**Task goal**
Find the line with "-40,11 +40,15 @@" and the line with "function setupForm(config, initialState)" in the entries below; output exactly those two lines, every line between them, and no others.

**Dataset entries**
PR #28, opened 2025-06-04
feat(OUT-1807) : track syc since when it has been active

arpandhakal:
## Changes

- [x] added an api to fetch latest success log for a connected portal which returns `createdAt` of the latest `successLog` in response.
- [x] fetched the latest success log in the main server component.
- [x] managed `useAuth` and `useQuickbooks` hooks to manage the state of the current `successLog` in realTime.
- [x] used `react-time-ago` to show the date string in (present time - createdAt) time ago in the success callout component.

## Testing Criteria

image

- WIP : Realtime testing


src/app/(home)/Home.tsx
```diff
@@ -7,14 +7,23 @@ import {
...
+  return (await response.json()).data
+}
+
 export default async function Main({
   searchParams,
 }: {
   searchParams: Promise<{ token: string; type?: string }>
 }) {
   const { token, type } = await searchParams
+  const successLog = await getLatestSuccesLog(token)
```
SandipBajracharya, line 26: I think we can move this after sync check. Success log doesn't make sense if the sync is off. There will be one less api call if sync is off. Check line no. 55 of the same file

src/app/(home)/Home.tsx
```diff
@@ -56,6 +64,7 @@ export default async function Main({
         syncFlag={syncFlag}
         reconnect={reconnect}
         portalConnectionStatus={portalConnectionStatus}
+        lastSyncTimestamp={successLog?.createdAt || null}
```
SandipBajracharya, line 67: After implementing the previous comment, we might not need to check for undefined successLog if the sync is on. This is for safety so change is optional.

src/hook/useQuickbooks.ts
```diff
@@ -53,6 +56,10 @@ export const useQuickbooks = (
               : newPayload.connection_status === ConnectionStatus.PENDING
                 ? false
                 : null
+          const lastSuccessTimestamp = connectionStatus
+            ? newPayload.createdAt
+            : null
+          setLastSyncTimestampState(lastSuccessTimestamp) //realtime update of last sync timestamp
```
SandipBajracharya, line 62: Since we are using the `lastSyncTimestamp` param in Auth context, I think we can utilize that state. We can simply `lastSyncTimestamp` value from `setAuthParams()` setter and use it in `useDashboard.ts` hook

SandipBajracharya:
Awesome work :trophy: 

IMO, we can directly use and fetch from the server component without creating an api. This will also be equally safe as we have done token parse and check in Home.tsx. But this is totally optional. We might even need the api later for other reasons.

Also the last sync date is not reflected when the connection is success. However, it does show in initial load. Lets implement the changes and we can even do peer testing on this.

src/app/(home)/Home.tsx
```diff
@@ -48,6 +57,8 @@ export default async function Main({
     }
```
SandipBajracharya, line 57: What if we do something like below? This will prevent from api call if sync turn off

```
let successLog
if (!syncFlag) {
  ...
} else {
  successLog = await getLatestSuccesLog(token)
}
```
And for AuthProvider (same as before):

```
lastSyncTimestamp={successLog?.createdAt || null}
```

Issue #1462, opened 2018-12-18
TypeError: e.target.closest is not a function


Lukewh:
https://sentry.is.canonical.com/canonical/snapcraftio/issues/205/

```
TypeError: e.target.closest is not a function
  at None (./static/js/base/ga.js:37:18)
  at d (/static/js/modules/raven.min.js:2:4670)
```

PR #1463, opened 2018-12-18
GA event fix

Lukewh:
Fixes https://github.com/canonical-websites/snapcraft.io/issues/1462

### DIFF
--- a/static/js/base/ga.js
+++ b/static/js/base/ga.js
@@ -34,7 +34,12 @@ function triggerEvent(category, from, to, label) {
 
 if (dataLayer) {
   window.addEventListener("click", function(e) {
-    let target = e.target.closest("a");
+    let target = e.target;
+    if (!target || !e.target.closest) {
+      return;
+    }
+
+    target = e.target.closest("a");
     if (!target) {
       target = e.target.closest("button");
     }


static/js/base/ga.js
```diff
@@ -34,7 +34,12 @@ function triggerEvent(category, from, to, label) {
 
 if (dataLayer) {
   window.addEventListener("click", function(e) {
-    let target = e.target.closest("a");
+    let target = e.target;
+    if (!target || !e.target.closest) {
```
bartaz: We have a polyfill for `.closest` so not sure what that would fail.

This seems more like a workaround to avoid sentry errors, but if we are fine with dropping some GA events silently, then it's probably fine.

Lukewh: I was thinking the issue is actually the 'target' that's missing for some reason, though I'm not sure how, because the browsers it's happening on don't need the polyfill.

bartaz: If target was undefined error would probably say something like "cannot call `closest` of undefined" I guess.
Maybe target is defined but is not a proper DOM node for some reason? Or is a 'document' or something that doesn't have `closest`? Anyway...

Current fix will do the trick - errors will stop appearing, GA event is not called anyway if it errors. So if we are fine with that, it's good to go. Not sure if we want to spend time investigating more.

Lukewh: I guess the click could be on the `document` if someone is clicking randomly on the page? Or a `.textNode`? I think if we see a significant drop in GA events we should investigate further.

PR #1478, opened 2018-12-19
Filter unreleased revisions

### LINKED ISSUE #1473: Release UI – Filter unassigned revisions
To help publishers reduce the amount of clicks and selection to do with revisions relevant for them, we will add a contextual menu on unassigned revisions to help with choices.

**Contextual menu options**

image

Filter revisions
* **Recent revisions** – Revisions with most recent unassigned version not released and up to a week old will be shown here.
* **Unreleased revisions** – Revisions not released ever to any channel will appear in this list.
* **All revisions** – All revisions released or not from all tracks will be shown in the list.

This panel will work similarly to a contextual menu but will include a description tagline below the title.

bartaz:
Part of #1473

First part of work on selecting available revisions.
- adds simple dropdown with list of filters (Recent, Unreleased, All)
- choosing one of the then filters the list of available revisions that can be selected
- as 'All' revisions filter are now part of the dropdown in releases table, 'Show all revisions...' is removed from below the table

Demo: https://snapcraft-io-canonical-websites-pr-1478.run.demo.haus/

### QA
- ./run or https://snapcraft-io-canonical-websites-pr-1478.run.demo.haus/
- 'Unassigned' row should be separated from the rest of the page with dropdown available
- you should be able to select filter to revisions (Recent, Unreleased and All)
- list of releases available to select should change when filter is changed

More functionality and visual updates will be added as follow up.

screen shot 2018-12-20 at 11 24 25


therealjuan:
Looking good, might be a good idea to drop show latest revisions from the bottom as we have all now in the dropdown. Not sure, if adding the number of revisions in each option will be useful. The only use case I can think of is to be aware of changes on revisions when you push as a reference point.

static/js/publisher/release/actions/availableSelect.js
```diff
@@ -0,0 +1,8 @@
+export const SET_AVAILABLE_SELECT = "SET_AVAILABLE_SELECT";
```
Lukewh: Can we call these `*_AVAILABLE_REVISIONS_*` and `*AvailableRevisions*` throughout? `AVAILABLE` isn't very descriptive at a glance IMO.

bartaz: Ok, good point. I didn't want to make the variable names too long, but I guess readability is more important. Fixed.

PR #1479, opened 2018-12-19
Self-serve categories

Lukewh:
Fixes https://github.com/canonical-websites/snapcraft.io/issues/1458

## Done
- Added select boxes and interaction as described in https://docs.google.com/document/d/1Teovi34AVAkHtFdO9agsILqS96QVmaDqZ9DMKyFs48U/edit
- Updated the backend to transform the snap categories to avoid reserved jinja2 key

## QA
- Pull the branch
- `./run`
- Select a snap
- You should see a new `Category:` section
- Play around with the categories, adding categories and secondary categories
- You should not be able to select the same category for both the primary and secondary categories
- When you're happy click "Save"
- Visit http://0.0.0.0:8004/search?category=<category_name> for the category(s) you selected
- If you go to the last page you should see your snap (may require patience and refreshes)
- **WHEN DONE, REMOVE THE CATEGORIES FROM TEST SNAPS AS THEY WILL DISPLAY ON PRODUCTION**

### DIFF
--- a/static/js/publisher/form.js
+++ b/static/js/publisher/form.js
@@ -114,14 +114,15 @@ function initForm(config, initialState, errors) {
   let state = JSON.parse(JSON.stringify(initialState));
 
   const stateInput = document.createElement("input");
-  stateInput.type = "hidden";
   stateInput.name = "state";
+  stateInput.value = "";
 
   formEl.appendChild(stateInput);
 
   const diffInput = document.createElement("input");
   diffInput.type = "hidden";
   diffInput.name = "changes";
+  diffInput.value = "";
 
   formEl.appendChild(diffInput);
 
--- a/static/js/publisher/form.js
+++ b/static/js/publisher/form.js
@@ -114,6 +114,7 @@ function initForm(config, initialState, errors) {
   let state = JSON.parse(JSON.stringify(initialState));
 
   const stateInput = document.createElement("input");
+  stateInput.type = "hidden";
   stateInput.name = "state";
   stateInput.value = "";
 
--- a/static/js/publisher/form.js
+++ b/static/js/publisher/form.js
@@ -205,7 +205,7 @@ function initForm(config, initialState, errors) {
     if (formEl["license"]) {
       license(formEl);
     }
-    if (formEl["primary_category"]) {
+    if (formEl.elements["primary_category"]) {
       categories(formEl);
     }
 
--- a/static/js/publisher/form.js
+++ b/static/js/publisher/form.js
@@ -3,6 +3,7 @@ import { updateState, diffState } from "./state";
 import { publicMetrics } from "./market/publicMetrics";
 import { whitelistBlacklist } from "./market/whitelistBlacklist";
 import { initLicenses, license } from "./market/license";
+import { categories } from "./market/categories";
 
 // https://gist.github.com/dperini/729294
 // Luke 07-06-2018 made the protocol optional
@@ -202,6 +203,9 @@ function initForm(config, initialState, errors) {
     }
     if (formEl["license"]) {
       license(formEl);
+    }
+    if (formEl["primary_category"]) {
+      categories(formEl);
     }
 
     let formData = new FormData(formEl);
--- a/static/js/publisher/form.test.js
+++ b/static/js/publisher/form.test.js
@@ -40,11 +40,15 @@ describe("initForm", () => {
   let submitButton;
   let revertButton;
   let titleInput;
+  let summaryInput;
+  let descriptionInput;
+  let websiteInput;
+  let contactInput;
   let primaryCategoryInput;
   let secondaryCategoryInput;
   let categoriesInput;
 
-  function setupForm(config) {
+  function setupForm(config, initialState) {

---

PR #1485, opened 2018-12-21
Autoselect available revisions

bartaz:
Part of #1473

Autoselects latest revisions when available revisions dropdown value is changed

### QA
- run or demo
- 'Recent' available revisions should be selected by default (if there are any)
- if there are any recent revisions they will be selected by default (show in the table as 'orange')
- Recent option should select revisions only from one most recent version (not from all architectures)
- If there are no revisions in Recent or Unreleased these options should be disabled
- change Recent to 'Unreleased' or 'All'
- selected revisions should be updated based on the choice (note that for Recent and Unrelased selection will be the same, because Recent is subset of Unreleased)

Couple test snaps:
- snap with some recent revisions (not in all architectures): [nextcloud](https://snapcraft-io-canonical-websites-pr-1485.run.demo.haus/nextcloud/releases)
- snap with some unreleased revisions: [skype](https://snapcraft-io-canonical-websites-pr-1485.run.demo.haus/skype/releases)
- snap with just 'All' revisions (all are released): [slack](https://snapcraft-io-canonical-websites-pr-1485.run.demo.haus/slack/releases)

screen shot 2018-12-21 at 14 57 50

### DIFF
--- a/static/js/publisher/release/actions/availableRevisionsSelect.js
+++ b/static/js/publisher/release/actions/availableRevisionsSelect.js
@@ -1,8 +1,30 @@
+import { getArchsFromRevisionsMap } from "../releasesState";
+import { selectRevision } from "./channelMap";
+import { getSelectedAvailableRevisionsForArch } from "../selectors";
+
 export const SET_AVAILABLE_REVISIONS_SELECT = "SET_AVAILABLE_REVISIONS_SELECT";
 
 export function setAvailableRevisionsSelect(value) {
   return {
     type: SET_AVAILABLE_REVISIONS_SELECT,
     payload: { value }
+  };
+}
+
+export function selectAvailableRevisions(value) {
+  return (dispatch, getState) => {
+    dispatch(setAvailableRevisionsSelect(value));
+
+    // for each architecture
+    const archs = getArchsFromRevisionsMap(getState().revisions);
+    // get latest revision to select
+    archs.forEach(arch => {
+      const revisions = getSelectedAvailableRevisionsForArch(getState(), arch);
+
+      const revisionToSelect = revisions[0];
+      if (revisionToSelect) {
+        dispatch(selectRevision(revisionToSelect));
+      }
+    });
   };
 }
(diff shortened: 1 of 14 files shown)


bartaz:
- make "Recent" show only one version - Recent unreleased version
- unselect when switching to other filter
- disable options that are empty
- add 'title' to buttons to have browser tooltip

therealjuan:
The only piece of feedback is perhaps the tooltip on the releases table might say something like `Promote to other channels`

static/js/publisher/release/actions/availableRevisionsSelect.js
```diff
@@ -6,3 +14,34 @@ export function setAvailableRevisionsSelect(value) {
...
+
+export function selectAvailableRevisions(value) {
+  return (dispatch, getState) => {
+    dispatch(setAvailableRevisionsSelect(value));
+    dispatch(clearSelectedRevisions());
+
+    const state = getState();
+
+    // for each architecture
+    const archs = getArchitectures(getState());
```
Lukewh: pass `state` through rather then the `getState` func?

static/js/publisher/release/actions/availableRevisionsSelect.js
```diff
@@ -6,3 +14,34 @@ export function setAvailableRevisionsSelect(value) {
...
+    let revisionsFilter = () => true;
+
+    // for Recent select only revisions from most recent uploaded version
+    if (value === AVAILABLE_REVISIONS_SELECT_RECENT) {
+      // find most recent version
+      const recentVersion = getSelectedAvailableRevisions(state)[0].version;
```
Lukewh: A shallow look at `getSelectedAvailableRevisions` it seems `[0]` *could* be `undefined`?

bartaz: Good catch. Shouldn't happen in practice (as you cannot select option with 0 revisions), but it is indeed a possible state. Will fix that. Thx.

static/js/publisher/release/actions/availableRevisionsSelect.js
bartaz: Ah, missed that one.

---

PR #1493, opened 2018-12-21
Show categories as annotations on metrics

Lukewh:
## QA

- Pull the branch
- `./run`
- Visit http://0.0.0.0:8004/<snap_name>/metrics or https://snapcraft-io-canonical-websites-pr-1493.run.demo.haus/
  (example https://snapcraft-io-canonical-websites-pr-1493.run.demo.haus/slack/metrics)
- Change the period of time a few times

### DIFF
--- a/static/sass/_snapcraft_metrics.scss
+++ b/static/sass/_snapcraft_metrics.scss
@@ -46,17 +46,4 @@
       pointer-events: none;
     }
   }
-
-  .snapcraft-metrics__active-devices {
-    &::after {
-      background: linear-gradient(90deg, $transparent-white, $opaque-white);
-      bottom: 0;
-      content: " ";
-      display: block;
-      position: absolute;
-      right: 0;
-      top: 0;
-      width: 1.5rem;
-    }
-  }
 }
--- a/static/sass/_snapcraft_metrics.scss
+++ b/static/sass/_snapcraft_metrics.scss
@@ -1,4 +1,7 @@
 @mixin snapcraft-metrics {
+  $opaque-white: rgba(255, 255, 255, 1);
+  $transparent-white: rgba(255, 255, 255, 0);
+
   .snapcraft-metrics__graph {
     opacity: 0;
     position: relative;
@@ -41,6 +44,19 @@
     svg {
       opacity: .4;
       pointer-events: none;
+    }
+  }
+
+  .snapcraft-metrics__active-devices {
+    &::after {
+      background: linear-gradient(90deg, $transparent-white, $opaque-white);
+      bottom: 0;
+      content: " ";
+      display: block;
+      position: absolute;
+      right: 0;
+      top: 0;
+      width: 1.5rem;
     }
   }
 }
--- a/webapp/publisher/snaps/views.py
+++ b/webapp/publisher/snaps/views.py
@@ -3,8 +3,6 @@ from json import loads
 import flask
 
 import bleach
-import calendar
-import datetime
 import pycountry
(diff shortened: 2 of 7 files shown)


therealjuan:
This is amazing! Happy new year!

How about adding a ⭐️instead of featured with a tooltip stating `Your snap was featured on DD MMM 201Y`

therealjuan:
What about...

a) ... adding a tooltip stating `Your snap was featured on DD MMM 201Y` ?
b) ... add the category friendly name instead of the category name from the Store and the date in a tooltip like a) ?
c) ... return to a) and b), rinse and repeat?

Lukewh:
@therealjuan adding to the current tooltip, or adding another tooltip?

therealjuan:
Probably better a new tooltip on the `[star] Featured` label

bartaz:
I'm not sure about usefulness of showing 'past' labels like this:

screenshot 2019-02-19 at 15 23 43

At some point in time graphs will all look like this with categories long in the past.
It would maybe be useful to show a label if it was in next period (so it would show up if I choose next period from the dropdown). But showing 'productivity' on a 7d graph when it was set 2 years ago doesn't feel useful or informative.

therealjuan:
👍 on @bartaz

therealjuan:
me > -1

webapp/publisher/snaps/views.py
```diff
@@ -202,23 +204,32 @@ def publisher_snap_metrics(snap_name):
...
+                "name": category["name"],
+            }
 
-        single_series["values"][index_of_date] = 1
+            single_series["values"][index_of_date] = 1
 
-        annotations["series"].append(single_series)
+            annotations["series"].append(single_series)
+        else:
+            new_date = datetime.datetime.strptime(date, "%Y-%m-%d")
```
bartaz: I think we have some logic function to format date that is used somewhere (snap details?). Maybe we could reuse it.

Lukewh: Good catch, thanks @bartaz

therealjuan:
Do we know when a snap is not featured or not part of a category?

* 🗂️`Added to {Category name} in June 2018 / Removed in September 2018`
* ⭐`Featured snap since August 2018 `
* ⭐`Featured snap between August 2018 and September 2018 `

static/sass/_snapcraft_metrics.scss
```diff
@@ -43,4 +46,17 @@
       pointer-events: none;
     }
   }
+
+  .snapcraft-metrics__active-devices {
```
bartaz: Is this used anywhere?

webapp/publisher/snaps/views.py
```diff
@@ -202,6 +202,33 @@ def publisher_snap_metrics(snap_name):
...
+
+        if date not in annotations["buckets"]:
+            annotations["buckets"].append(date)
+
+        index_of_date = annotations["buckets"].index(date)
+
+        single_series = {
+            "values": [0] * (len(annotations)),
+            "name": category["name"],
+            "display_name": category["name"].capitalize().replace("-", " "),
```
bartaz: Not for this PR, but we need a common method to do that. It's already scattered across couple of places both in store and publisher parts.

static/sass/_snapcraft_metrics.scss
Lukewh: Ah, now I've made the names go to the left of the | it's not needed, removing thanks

**Written response**
@@ -40,11 +40,15 @@ describe("initForm", () => {
   let submitButton;
   let revertButton;
   let titleInput;
+  let summaryInput;
+  let descriptionInput;
+  let websiteInput;
+  let contactInput;
   let primaryCategoryInput;
   let secondaryCategoryInput;
   let categoriesInput;
 
-  function setupForm(config) {
+  function setupForm(config, initialState) {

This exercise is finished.